On Tanks, Venting, and Other Safety Matters
Tanks are the heart of an SWD facility and they come in many flavors. The vast majority -if not all SWDs- have unheated, fixed self-supported cone or flat roof welded designs, which you have to admit, is a spectacular term for vertical steel cylinders with a permanently attached roof.
In the universe of tank designs (Figure below), it isn't the safest alternative for emission control, but they are quite cost effective.
Smaller water-holding tanks are usually built to API Spec 12F, "Specification for Shop-welded Tanks for Storage of Production Liquids". Very large water-holding tanks are built to API Spec 12B, "Specification for Bolted Tanks for Storage of Production Liquids". On the other end, oil-holding tanks should be built to API Std 650, "Standard for Welded Tanks for Oil Storage".
It's very rare, very rare, to find an SWD facility where tanks have built-in fire-suppression systems. There must be one out there, but as the song goes, I just haven't found what I'm looking for.
On each tank, the space between the liquid surface and the underside of the roof is filled with vapor, which is usually flammable because the oil-water-gas separation is never 100% efficient. This vapor expands/contracts with liquid movement, weather changes, temperature changes, and many multiple circumstances resulting from equipment failures and operating errors.
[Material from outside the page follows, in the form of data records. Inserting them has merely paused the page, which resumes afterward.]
PR #3560, opened 2018-01-16
Cookiecutter virtual environment creation fixes

### LINKED ISSUE #3485: Cookiecutter fails to install the project after a cookiecutter template was cloned
In latest Visual studio 2017I go to File --> New -->--> From Cookiecutter. Then I select an arbitrary template and click Run or Next. I see in the output window that the repository is cloned, but then I get an error, e.g.

```
----- Cloning template 'audreyr/cookiecutter-pypackage' -----
Cloning into 'cookiecutter-pypackage'...
----- Successfully cloned template 'audreyr/cookiecutter-pypackage' to 'C:\Users\pavol\.cookiecutters\cookiecutter-pypackage' -----
----- Installing cookiecutter -----
C:\tools\Anaconda3\python.exe returned an exit code of 1.
----- Failed to install cookiecutter -----
```

huguesv:
Fix #3485 

When selecting a Python interpreter for use with cookiecutter, prefer CPython over others.

When creating a virtual environment fails, try again using --without-pip option (workaround for Anaconda), then install pip.

Delete the virtual environment folder before creating a new one, to ensure that broken virtual environments are repaired (such as when the base environment was removed/moved).

Also, send all output from environment creation and installation of packages to output window to help diagnose future issues.

### DIFF
--- a/Python/Product/Cookiecutter/Model/CookiecutterClient.cs
+++ b/Python/Product/Cookiecutter/Model/CookiecutterClient.cs
@@ -71,15 +71,73 @@ namespace Microsoft.CookiecutterTools.Model {
 
         public async Task CreateCookiecutterEnv() {
             // Create a virtual environment using the global interpreter
-            var interpreterPath = _interpreter.InterpreterExecutablePath;
-            var output = ProcessOutput.RunHiddenAndCapture(interpreterPath, "-m", "venv", _envFolderPath);
+            try {
+                await CreateVenv();
+            } catch (ProcessException ex) when (ex.Result.ExitCode == 1) {
+                // Create fails on some Anaconda due to venv failing to install pip.
+                // Try again by installing pip ourselves.
+                await CreateVenvWithoutPipThenInstallPip();
+            }
+        }
 
-            await WaitForOutput(interpreterPath, output);
+        private async Task CreateVenv() {
+            if (Directory.Exists(_envFolderPath)) {
+                _redirector.WriteLine(Strings.InstallingCookiecutterDeleteEnv.FormatUI(_envFolderPath));
+                Directory.Delete(_envFolderPath, true);
+            }
+
+            _redirector.WriteLine(Strings.InstallingCookiecutterCreateEnv.FormatUI(_envFolderPath));
+            var output = ProcessOutput.Run(
+                _interpreter.InterpreterExecutablePath,
+                new[] { "-m", "venv", _envFolderPath },
+                null,
+                null,
+                false,
+                _redirector
+            );
+            await WaitForOutput(_interpreter.InterpreterExecutablePath, output);
+        }
+
+        private async Task CreateVenvWithoutPipThenInstallPip() {
+            if (Directory.Exists(_envFolderPath)) {
+                _redirector.WriteLine(Strings.InstallingCookiecutterDeleteEnv.FormatUI(_envFolderPath));
+                Directory.Delete(_envFolderPath, true);
+            }
+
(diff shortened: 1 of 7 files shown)


Python/Product/Cookiecutter/Model/CookiecutterClient.cs
```diff
@@ -71,15 +71,73 @@ class CookiecutterClient : ICookiecutterClient {
...
+            } catch (ProcessException ex) when (ex.Result.ExitCode == 1) {
+                // Create fails on some Anaconda due to venv failing to install pip.
+                // Try again by installing pip ourselves.
+                await CreateVenvWithoutPipThenInstallPip();
+            }
+        }
 
-            await WaitForOutput(interpreterPath, output);
+        private async Task CreateVenv() {
+            if (Directory.Exists(_envFolderPath)) {
```
AlexanderSher: Directory may be deleted right after you've checked for it. It is more reliable to just call `Directory.Delete` and catch `DirectoryNotFoundException`.

Python/Product/Cookiecutter/Model/CookiecutterClientProvider.cs
```diff
@@ -38,11 +38,21 @@ static class CookiecutterClientProvider {
...
-                .OrderByDescending(x => x.Configuration.Version)
-                .FirstOrDefault(x => x.Configuration.Version >= new Version(3, 3));
-            return compatible != null ? new CookiecutterPythonInterpreter(compatible.Configuration.InterpreterPath) : null;
+                .Where(x => x.Configuration.Version >= new Version(3, 3))
+                .OrderByDescending(x => x.Configuration.Version);
+
+            // Prefer a CPython installation if there is one because
+            // some Anaconda installs have trouble creating a venv.
+            var cpython = all
+                .Where(x => x.Vendor.IndexOf("Python Software Foundation", StringComparison.InvariantCultureIgnoreCase) == 0);
```
AlexanderSher: `StringComparison.OrdinalIgnoreCase`

Python/Product/Cookiecutter/Model/CookiecutterClientProvider.cs
```diff
@@ -38,11 +38,21 @@ static class CookiecutterClientProvider {
...
         private static CookiecutterPythonInterpreter FindCompatibleInterpreter() {
             var interpreters = PythonRegistrySearch.PerformDefaultSearch();
-            var compatible = interpreters
+            var all = interpreters
                 .Where(x => File.Exists(x.Configuration.InterpreterPath))
-                .OrderByDescending(x => x.Configuration.Version)
-                .FirstOrDefault(x => x.Configuration.Version >= new Version(3, 3));
-            return compatible != null ? new CookiecutterPythonInterpreter(compatible.Configuration.InterpreterPath) : null;
+                .Where(x => x.Configuration.Version >= new Version(3, 3))
+                .OrderByDescending(x => x.Configuration.Version);
```
AlexanderSher: `all` got enumerated twice. You can call `ToList()` or `ToArray()` at the end to avoid it.

Python/Product/Cookiecutter/Model/CookiecutterClient.cs
huguesv: I still want to check it exists because I only want to show the message if we'll try to delete it. I'll add the catch so that we don't fail if it no longer exists by the time we delete.

AlexanderSher: Ok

On SWD, there isn't enough gas to make a case for recovery. As the vast majority of the facilities aren't equipped with environmental controls to capture fugitive emissions, the vapor is vented to the atmosphere. But even venting needs to be engineered even if there's no regulation mandating the adoption a relevant standard such as API Std 2000, "Standard for Venting Atmospheric and Low Pressure Storage Tanks".
Ideally, each tank should be fitted with a Pressure/Vacuum PV valve to manage normal operational activity and atmospheric changes. But this isn't always the case: Many tanks just have open vents and don't even have flame arrestors.
Some SWD sites have common discharge headers, piped away from the tank battery. Of course, devil's on the details; they should be protected against mechanical damage, fitted with ran caps or drains, avoid liquid traps, and maybe use flame arrestors.
A word on flame arresters per API Std 2000:
Its use of this in an open vent line or on the inlet to the pressure/vacuum valve is an effective method to reduce the risk of flame transmission. But it introduces the risk of tank damage from overpressure or vacuum due to plugging if the arrester is not maintained properly. Either way, it increases the pressure drop of the venting system. There's a belief that PV valves have a potentially inherent flame-arresting capability, though recent testing disproves this hypothesis for the tested conditions.
Tanks should also be designed for emergency venting. This can be achieved by installing specialized devices or by having a weaker roof-to-shell attachment (a.k.a frangible roof seam). In the event of facility fire or other abnormal conditions, tanks without these risk controls can be ejected like rockets, rupturing or separating at the shell-to-bottom seam.
I have on purpose not discussed the issues associated with material selection for tanks. We'll get there on another post.